First, browse the Function Summary Report, making sure it is sorted by the execution time by clicking the Total Time column. Then follow the link for the top-level function (which should be `pctdemo_aux_profdistarray`) to see the Function Detail Report.

The Busy Line Table in the Function Detail Report

Each MATLAB function entry has its own Busy Line table, which is useful if you want to profile multiple programs or examples at the same time.

• In the Function Detail Report, observe the communication information for the executed MATLAB code on a line-by-line basis.

• Compare profiling information using the Busy Line table. Click Compare max vs. min TotalTime. Observe the Busy Line table and check to see which line numbers took the most time by sorting the time field using the drop-down list. There are no for-loops in this code and no increasing complexity as you saw in the previous Profiling Parallel Work Distribution example. However, there still is a large difference in computation load between the labs. Look at the `sqrt( sin( D .* D ) );` line.

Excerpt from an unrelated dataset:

PR #1086, opened 2018-01-16
Fixes for startup crashing

alexlyp:
NeededBlocks was not being checked whether it was greater than 0, so it was bypassing the daemon syncing check.  This also exposed an incorrect component being imported for ShowErrors on the StartRPC screen.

Despite the fact that no communication is required for this element-wise operation, the performance is not optimal, because some labs do more work than others. In the second row, (`D*D*D`), the total time taken is the same on both labs. However, the Data Rec and Data Sent columns show a large difference in the amount of data sent and received. The time taken for this `mtimes` is similar on all labs, because the codistributed array communication implicitly synchronizes all the labs.

In the ninth column (from the left) of the Busy Line table, a bar shows the percentage for the selected field (using the Sort busy lines list box). These bars can also be used to visually compare Total Time, and Data Sent or Data Received of the main and comparison labs.

Observing Codistributed Array Operations in Plot View

If you click the relevant function name and are in the Function Detail Report, you get more specific information about a codistributed array operation.

• To get the inter-lab communication data click `Plot All PerLab Communication`. In the first figure, you can see lab 1 transferring the most amount of data, and the last lab (lab 12) transferring the least amount of data.

• To go back to the Function Summary Report, click Home and then click on the `pctdemo_aux_profdistarray` link to view the Busy Line table again.

Using the comparisons, you can also see the amount of data communicated between each lab. This is constant for all labs except for the first and last labs. When there is no explicit communication, this indicates a distribution problem. In a typical codistributed array `mtimes` operation, labs that have the least amount of data (e.g., lab 1) receive all the required data from their neighboring labs (e.g., lab 2).